The neoconservative effort to deform Islam, neuter Muslim thinking and create a repulsion of Islam in general has its basis in the clash of civilisations thesis. Premising this thesis is the assumption of one particular side – the Western side – being civilised. The permeation of this assumption has led to a “civilising” mission utilising the War on Terror paradigm and all its political and military machinery; globalised drone warfare programmes, extraordinary rendition, torture, perpetual wars, and collective punishment through targeting of Muslim minorities using policies which erode the liberties of all. Through political exploitation of fears about ISIS which exponentially increased no sooner did Britain, for instance decide to join the foray in Iraq and Syria, the impact on civil liberties in Western societies has continuously progressed.

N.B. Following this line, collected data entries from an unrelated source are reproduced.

PR #200, opened 2020-07-22
Alternate implementation of #175

bjrne:
This is an alternative to #175, which has all the logic moved to user creation, thus only needing two built-in django permissions which can easily be checked for.

Given that the profile_view-view is probably the only time this is used and we have to implement the logic in dispatch for #120, I think not going with decorators here is a fine solution.

### DIFF
--- a/backend/apps/matching/models/user.py
+++ b/backend/apps/matching/models/user.py
@@ -1,9 +1,12 @@
 import logging
 
-from django.contrib.auth.models import AbstractUser
+from django.contrib.auth.models import AbstractUser, Group
 from django.core.exceptions import ValidationError
 from django.db import models
 from django.utils.translation import gettext_lazy as _
+
+from match4everyone.configuration.A import A
+from match4everyone.configuration.B import B
 
 logger = logging.getLogger(__name__)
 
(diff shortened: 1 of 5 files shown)


backend/apps/matching/models/user.py
```diff
@@ -35,6 +38,25 @@ def new(email, pwd=None, **kwargs):
...
         else:
             user.set_password(email)
+
+        group_is_a = Group.objects.get(name="is_a")
+        group_is_b = Group.objects.get(name="is_b")
+        group_can_view_a = Group.objects.get(name="can_view_a")
+        group_can_view_b = Group.objects.get(name="can_view_b")
+
+        if kwargs["is_A"]:
+            user.groups.add(group_is_a)
```
bjrne, line 48: The `is_A` and `is_B` groups are not necessary for this PR, but we never fixed this before, so I added it here.

feeds:
Later on we have the table where we record matches. In this cases participants should also be able to view each other. So theres more logic needed then, but I guess thats another PR?

Baschdl:
@feeds A participant can see in this table who else also matched with a hospital? I don't think I understand it

PR #205, opened 2020-07-22
Remove unused public secrets from travis yml

bjrne:
In order to not confuse new users of whether this is a security vulnerability or whether to use them and actually accidentally expose their secrets.


maltezacharias (approved):
Been bugging me as well

Issue #33, opened 2020-06-17
Design welcoming README page


bjrne:
Design a README page that invites you to check out our project. Possible attributes are:
- Visually appealing
- Conveying a well-maintained state
- Clear steps for getting started
- Listing starting points for further reading instead of putting everything in the readme
- Using our colorscheme (tbd)
- Using our logo
- Showing off lots of project badges in the top ;)

This might include moving topics to a new github pages instance, to the wiki or into hierarchical readme's, but that might as well be another issue.

bjrne:
- **Introduction**
    - [ ] Netter Screenshot
    - [ ] Was ist es
    - [ ] Entstehung paar Sätze

- **Get Started**
    - [ ] Code-Beispiel aus den Docs und Link

- **Technical Documentation**
    - [ ] Link auf RTD

- **Contributing**
    - [ ] Link auf CONTRIBUTING.md

PR #206, opened 2020-07-22
[Documentation] Add docs for permissions and ENV vars

bjrne:
Are there any env variables missing? Maybe someone with more knowledge of priorities when choosing values from .env files and bash contexts can add a paragraph about that.


docs/configuration.rst
```diff
@@ -8,14 +8,25 @@ Environment variables
 -------------------------
 We use environment variables for:
 
-* Configuration
+* Configuration (mapview)
+* Credentials
 
-  * choosing a mapview backend that delivers the map tiles (square pngs of the map at a certain zoom level) to the user. For more technical information, refer to :ref:`architecture:mapview`.
+This is a complete list of environment variables we use. Their documentation is documented further in their respective topic:
```
bjrne, line 14: Is it though? Do we use more?

Baschdl: I cannot think of any other variables except the ones used in travis testing logic

Baschdl (approved):
Nicely written and it renders 👍

Baschdl:
@bjrne Did you leave the same sections on purpose in the README?

bjrne:
For now, yes, as we still work with it. A new readme is part of an extra issue, #33. And also some paragraphs still contain helpful information for writing other parts of the documentation, so I thought I'd leave it in. Replacing the whole Readme in the end is easy enough :)

PR #208, opened 2020-08-01
Enable favicon template in devMode

maltezacharias:
The favicon template introduced in #204  is only generated in production builds. Running the webpack build process in development mode will not create the needed files. This PR enables building the files in devMode as well.

The cleanUp Process (deletes dist/* on each build) is also modified not to delete the favicon files. This allows for the cache option to work and keeps the build process fast in devMode (except for the first one)

### DIFF
--- a/frontend/webpack.config.js
+++ b/frontend/webpack.config.js
@@ -141,7 +141,13 @@ module.exports = {
         })],
     },
     plugins: [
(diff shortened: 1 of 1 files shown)


feeds (approved):

bjrne:
Thanks, looks good!

PR #214, opened 2020-08-15
Good-looking edit profile page

feeds:


backend/apps/matching/configuration/participant.py
```diff
@@ -5,7 +5,22 @@
...
+                p.get_signup_layout(ignore_private=True) for p in self.properties
+            ]
+        return self.signup_layout_all
+
+    def view_layout(self):
+        if self.signup_layout_private is None:
+            self.signup_layout_private = [
+                p.get_signup_layout(ignore_private=False) for p in self.properties
+            ]
+        return self.signup_layout_private
```
bjrne, line 23: Maybe we can choose a better name? It is not clear what is private here, private like internal? Private like user-private? admin-private? authenticated-private?

bjrne (approved):
Names are refactorable :wink:
But nice overall.

backend/apps/matching/configuration/participant.py
bjrne: Well this was intended for this PR 🙈 or at least an explanation in a comment? I myself don't understand what it means 😅

Baschdl: @feeds

PR #1722, opened 2026-06-12
🐛 Fix spurious 'Unknown option' warning for needs_string_links fields

cpolzer:
## Problem

Fields declared via `needs_string_links` `options` (e.g. `'options': ['github']`) that are **not** also registered in `needs_fields` / `needs_extra_options` trigger a spurious `needs.directive` warning:

```
WARNING: Unknown option 'github' [needs.directive]
```

and the need is silently dropped from the build output.

## Root cause

`create_schema()` in `sphinx_needs/needs.py` only populates the schema's extra field registry from `needs_fields` and `needs_extra_options`. The `options` names inside `needs_string_links` entries are never registered.

Both `NeedDirective.run()` and `create_need()` validate option keys against `schema.iter_extra_field_names()` — any key absent from the registry hits the rejection path.

## Fix

After building the extra field schema from `needs_fields`, iterate `needs_config.string_links` and register any `options` field names not yet in the schema as **nullable string extra fields**. This is the correct layer — the schema is the single source of truth consulted by both the directive parser and `create_need()`.

Fields already registered via `needs_fields` are skipped, so there is no conflict when a project declares the field in both places.

## Tests

New file `tests/test_string_links.py` with three regression tests:

1. **No warning** — a field only in `string_links options` must not emit `Unknown option`
2. **Value stored** — the field value appears in `needs.json` (verified via the `needs` builder)
3. **Guard** — a truly unknown field (neither in `needs_fields` nor `string_links`) still warns

All existing `test_needtable` tests (which use `needs_string_links` with fields also in `needs_fields`) continue to pass.

## Checklist

- [x] Tests added
- [x] `tox -e ruff-check` passes
- [x] `tox -e mypy` passes
- [x] Changelog updated (`docs/changelog.rst`, Unreleased > Bug fixes)

### DIFF
--- a/docs/changelog.rst
+++ b/docs/changelog.rst
@@ -24,6 +24,13 @@ Improvements
 Bug fixes
 .........
 
+- 🐛 Fix spurious ``needs.directive`` "Unknown option" warning for fields
+  declared via :confval:`needs_string_links` ``options`` that are not also
+  listed in :confval:`needs_fields`.  Such fields are now automatically
+  registered as nullable string extra fields during schema creation, so they
+  are accepted by both the directive parser and ``create_need`` without any
+  additional configuration.
+
 - 🐛 Sort need link and backlink lists in ``needs.json`` and HTML output using
   natural, case-insensitive ordering (e.g. ``REQ_2`` < ``REQ_9`` < ``REQ_10``)
   and collapse duplicate entries, so build outputs are reproducible regardless
--- a/docs/changelog.rst
+++ b/docs/changelog.rst
@@ -25,8 +25,8 @@ Bug fixes
 .........
 
 - 🐛 Fix spurious ``needs.directive`` "Unknown option" warning for fields
-  declared via :confval:`needs_string_links` ``options`` that are not also
-  listed in :confval:`needs_fields`.  Such fields are now automatically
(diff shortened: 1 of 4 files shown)


ubmarco:
The right solution is to add the fields into the configuration by the user/project.
Guessing the [field config](https://github.com/useblocks/sphinx-needs/blob/3cb6d54494409cdb689ff8ec5dc085ee5cdf9015/sphinx_needs/api/configuration.py#L139) from the `needs_string_links` configuration can lead to confusion.
I know of cases in the codebase (e.g. options for needgantt), however they are internal to SN, and also lead to problems in the past "Why can't I add a field of that name?". Just put the field into the ubproject.toml config (preferred), or conf.py.

ubmarco:
@cpolzer OK for you? I know it's more config effort, but at this stage I say `explict is better than implicit`.

cpolzer:
Partially, but closing this Mr then.

Edit: How do we then enable strict JSON schema validation with unevaluatedProperties: false ? in their needs_schema_definitions, the process_schemas() function (schema/process.py:29) validates all needs against the schema -> string fields will cause an error.

Is the goal to duplicate the string field as a field definition? 

Shall we would rather have regular fields enabled to act like a stringfield?

PR #1730, opened 2026-06-25
Track JSON files imported via needimport as dependencies

yhontyk:
## Problem
When JSON files are imported via `needimport`, sphinx-build imports the file once and doesn't pick up changes to these external files unless the RST file where the directive is declared changes or you rebuild the entire Sphinx environment. It's a little annoying when working with documentation incrementally/using `sphinx-autobuild` (make a small change -> rebuild to see how it looks). 

## Fix
[BuildEnvironment.note_dependency](https://www.sphinx-doc.org/en/master/extdev/envapi.html#sphinx.environment.BuildEnvironment.note_dependency) seems to be the way to declare an external file as a dependency, it makes Sphinx track changes to the file and rebuild it if the file timestamp changes. 

## Notes
I'm not sure how to handle changes to the remote files fetched from URLs, sorry, I am not a programmer. :( But I added a note about it to docs. I can open an issue for it too.

Let me know if I missed anything, thank you!

### DIFF
--- a/docs/directives/needimport.rst
+++ b/docs/directives/needimport.rst
@@ -56,6 +56,10 @@ The directive argument can be one of the following formats:
 
      .. needimport:: c:\absolute\path\to\needs.json
 
+.. note::
+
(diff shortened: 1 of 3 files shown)


chrisjsewell:
Yep looks good thanks 🙏

chrisjsewell (approved):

To the neutral observer, the above can hardly be described as “civilised”.
The case of Muhyiddin Mire, the mentally ill knife attacker who tried to kill Lyle Zimmerman at Leytonstone tube station in December last year has been treated in a manner that would suggest Mire was a committed and hardened ‘extremist’. This demonstrates a worrying trend where the media all to readily classify acts of violence committed by Muslims as ‘Islamic extremism’. Not only does this add to the fear-charged climate of Islamophobia, but it also acts to further existing cycles of violence.
It has been well established that Mire had suffered from paranoid delusions and had missed an appointment with a community mental health team four days before the incident. Nonetheless, the Daily Mail recently led with the headline “Jihadi Attacker” and infused the headline with numerous Islamic references. Other papers lead with “ISIS attacker” and references to his apparent religiosity were made.